Dataset entries
=======

PR #3612, opened 2019-06-28
Add support for conditional mutation in Upsert Block

### LINKED ISSUE #3059: Support a new Upsert operation

mangalaman93:
Fixes #3059 
Related to #3412 

Todo -
 * [x] Lexing and Parsing
 * [x] Execution support
 * [x] Add support for multi valued variables
 * [x] Support for JSON API
 * [ ] Support for val function
❌ Support for multiple mutation in single upsert block
 * [ ] Fuzz tests
 * [ ] Update docs

Changes in other repos -
 * [ ] Add tests in dgo repo
 * [ ] Python Client
 * [ ] Java Client
 * [ ] JS Client

This change is [Reviewable](https://reviewable.io/reviews/dgraph-io/dgraph/3612)


edgraph/server.go
```diff
@@ -577,40 +579,79 @@ func doQueryInUpsert(ctx context.Context, mu *api.Mutation, gmu *gql.Mutation) (
 		return l, nil
 	}
 
+	upsertQuery := mu.Query
 	needVars := findVars(gmu)
+	isCondUpsert := strings.TrimSpace(mu.Cond) != ""
+	varName := fmt.Sprintf("__dgraph%d__", rand.Int())
```
golangcibot: G404: Use of weak random number generator (math/rand instead of crypto/rand) (from `gosec`)

mangalaman93: This is not for security!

=======

Task objective
Return the data above in full, keeping each line exactly as it stands.

Result of this exercise
PR #3612, opened 2019-06-28
Add support for conditional mutation in Upsert Block

### LINKED ISSUE #3059: Support a new Upsert operation

mangalaman93:
Fixes #3059 
Related to #3412 

Todo -
 * [x] Lexing and Parsing
 * [x] Execution support
 * [x] Add support for multi valued variables
 * [x] Support for JSON API
 * [ ] Support for val function
❌ Support for multiple mutation in single upsert block
 * [ ] Fuzz tests
 * [ ] Update docs

Changes in other repos -
 * [ ] Add tests in dgo repo
 * [ ] Python Client
 * [ ] Java Client
 * [ ] JS Client

This change is [Reviewable](https://reviewable.io/reviews/dgraph-io/dgraph/3612)


edgraph/server.go
```diff
@@ -577,40 +579,79 @@ func doQueryInUpsert(ctx context.Context, mu *api.Mutation, gmu *gql.Mutation) (
 		return l, nil
 	}
 
+	upsertQuery := mu.Query
 	needVars := findVars(gmu)
+	isCondUpsert := strings.TrimSpace(mu.Cond) != ""
+	varName := fmt.Sprintf("__dgraph%d__", rand.Int())
```
golangcibot: G404: Use of weak random number generator (math/rand instead of crypto/rand) (from `gosec`)

mangalaman93: This is not for security!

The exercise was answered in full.